## Problem details:
Where a line holds the word "HEAD", copy that line from the data below.

Stored items

━━━━

PR #319, opened 2024-02-09
Fix bug in OBS obs_stop for cmd_evt maneuver and improve default_stop handling

taldcroft:
### OBS obs_stop

This fixes a bug where an `OBS` statement coming from command events (during anomaly recovery) could have the wrong `obs_stop` value. 

When an `OBS` statement is created it uses the time of the next maneuver or schedule stop to set `obs_stop`. In normal processing those are always available, but for a maneuver in anomaly recovery neither are available and it uses a default 7 days in the future.

Normally commands which change in any way by subsequent events or loads are detecting by the diff algorithm and replace. However the `obs_stop` update is just part of the command `params` and this is not checked in the diffing. Doing so introduces false diffs due to small floating point precision issues. So this PR special-cases `OBS` so that the `params` are included in the match key.

### KADI_COMMANDS_DEFAULT_STOP

An unrelated issue surfaced during testing that the `KADI_COMMANDS_DEFAULT_STOP` environment variable was not being applied as a filter to events the command events sheet. This was unexpected to me and would make it very difficult to do detailed "scenario testing" of stepping through the timeline of past events. In this case having the full history of command events meant that the code always had subsequent maneuvers so seeing the OBS problem was difficult.

## Interface impacts

None

### Unit tests

- [x] Mac
```
(ska3) ➜  kadi git:(fix-matching-for-obs-cmds) git rev-parse HEAD  
3301432d93e8dbd79418873e076abab68a1a9170
(ska3) ➜  kadi git:(fix-matching-for-obs-cmds) pytest
=========================================================== test session starts ===========================================================
collected 232 items                                                                                                                       

kadi/commands/tests/test_commands.py ......................................................................................         [ 37%]
kadi/commands/tests/test_states.py .......................x..............................................x.......................   [ 77%]
kadi/commands/tests/test_validate.py ....................                                                                           [ 86%]
kadi/tests/test_events.py ..........                                                                                                [ 90%]
kadi/tests/test_occweb.py ......................                                                                                    [100%]

============================================================ warnings summary =============================================================
kadi/kadi/commands/tests/test_commands.py::test_get_starcats_obsid
  /Users/aldcroft/miniconda3/envs/ska3/lib/python3.10/site-packages/mica/utils.py:16: FutureWarning: ska_load_dir() is deprecated. Use parse_cm.paths.load_dir_from_load_name()
    dir_parts = ska_load_dir(load_name).parts

-- Docs: https://docs.pytest.org/en/stable/how-to/capture-warnings.html
========================================== 230 passed, 2 xfailed, 1 warning in 99.43s (0:01:39) ===========================================
```
- [x] OSX

```
(ska3) flame:kadi jean$ pytest
===================================================================== test session starts =====================================================================
rootdir: /Users/jean/git, configfile: pytest.ini
collected 232 items                                                                                                                                           

kadi/commands/tests/test_commands.py .......s.......s.....................................................................s                             [ 37%]
kadi/commands/tests/test_states.py .......................x..............................................x.......................                       [ 77%]
kadi/commands/tests/test_validate.py ....................                                                                                               [ 86%]
kadi/tests/test_events.py ..........                                                                                                                    [ 90%]
kadi/tests/test_occweb.py ......................                                                                                                        [100%]

====================================================================== warnings summary =======================================================================
kadi/kadi/commands/tests/test_commands.py::test_get_starcats_each_year[year0]
  /Users/jean/miniconda3/envs/ska3/lib/python3.10/site-packages/setuptools_scm/git.py:295: UserWarning: git archive did not support describe output
    warnings.warn("git archive did not support describe output")

-- Docs: https://docs.pytest.org/en/stable/how-to/capture-warnings.html
=============================================== 227 passed, 3 skipped, 2 xfailed, 1 warning in 81.41s (0:01:21) ===============================================
(ska3) flame:kadi jean$ git rev-parse HEAD
3301432d93e8dbd79418873e076abab68a1a9170
```

### Functional tests

Detailed functional testing in `validate/pr319`. This demonstrates that the patch fixes the problem. This functional validation should work on HEAD.

```
# I did this before committing the script. To replicate copy the script to a different name.
git switch master  
python run_updates.py > master.log
git switch fix-matching-for-obs-cmds
python run_updates.py > fix-matching-for-obs-cmds.log
```


kadi/commands/commands_v2.py
```diff
@@ -1315,26 +1315,12 @@ def get_matching_block_idx(cmds_arch, cmds_recent):
...
-    arch_vals = [
-        tuple(
-            row[x].decode("ascii") if isinstance(row[x], bytes) else str(row[x])
-            for x in key_names
-        )
-        for row in cmds_recent
-    ]
-
-    diff = difflib.SequenceMatcher(a=recent_vals, b=arch_vals, autojunk=False)
+    diff = difflib.SequenceMatcher(a=arch_vals, b=recent_vals, autojunk=False)
```
taldcroft, line 1323: Note that the original code had the names reversed (`recent` vs `arch`). `arch_vals` was coming from `cmds_recent` and `recent_vals` was from `cmds_arch_recent`. The names are fixed now with no change in content of `a` and `b`.

jeanconn: Great!  I was trying to get why the right/newer answer wasn't "winning" even if there was a bug that meant the code wasn't recognizing the obs statement was different.  I think this fix explains that.

kadi/commands/commands_v2.py
```diff
@@ -1362,6 +1367,32 @@ def get_matching_block_idx(cmds_arch, cmds_recent):
     return idx0_arch, idx0_recent
 
 
+def get_list_for_matching(cmds: CommandTable) -> list[tuple]:
```
jeanconn, line 1370: Seems like there should be a new unit test for this function / bugfix.

kadi/commands/tests/test_commands.py
```diff
@@ -372,7 +372,8 @@ def stop_date_fixture(monkeypatch):
     return stop_date_fixture
 
 
-stop_date_2021_10_24 = stop_date_fixture_factory("2021-10-24")
+# 2021:297 0300z just after recovery maneuver following 2021:296 NSM
+stop_date_2021_10_24 = stop_date_fixture_factory("2021-10-24 03:00:00")
```
jeanconn, line 376: Though I'm guessing this is constructed to hit the OBS bug?

kadi/commands/commands_v2.py
taldcroft: This is covered in the functional testing. The issue with adapting that functional test into a unit test is that it requires a snapshot of how the commands archive looked on 2024-Feb-04. This is not possible to construct from the current flight archive because the Not-run commands have all be removed.

In theory the test could check for the presence of this 100 Mb file in $SKA/data/kadi and run if available. Let me know if you are not satisfied with the one-time functional test. My thinking was that given the code documentation it seems not credible that future updates will break this particular fix.

kadi/commands/tests/test_commands.py
taldcroft: This is unrelated to the OBS bug.

The original test was passing only because of the issue where all command events (including those after the stop date) were included. This change includes additional event(s) that are required for the original test to pass.

kadi/commands/commands_v2.py
jeanconn: OK, when I wrote my comment I was thinking it would not be that bad to generate short cmds archive test data to show that OBS statement is correctly updated by new processing. But if you think that doesn't have much value that's fine.

jeanconn (approved):

jeanconn:
The only thing that niggles at me is that KADI_COMMANDS_DEFAULT_STOP is not really a default (if it has a value, we're doing something special that is non-default) but that is neither here nor there.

━━━━

## Answer space:
(ska3) ➜  kadi git:(fix-matching-for-obs-cmds) git rev-parse HEAD  
(ska3) flame:kadi jean$ git rev-parse HEAD
Detailed functional testing in `validate/pr319`. This demonstrates that the patch fixes the problem. This functional validation should work on HEAD.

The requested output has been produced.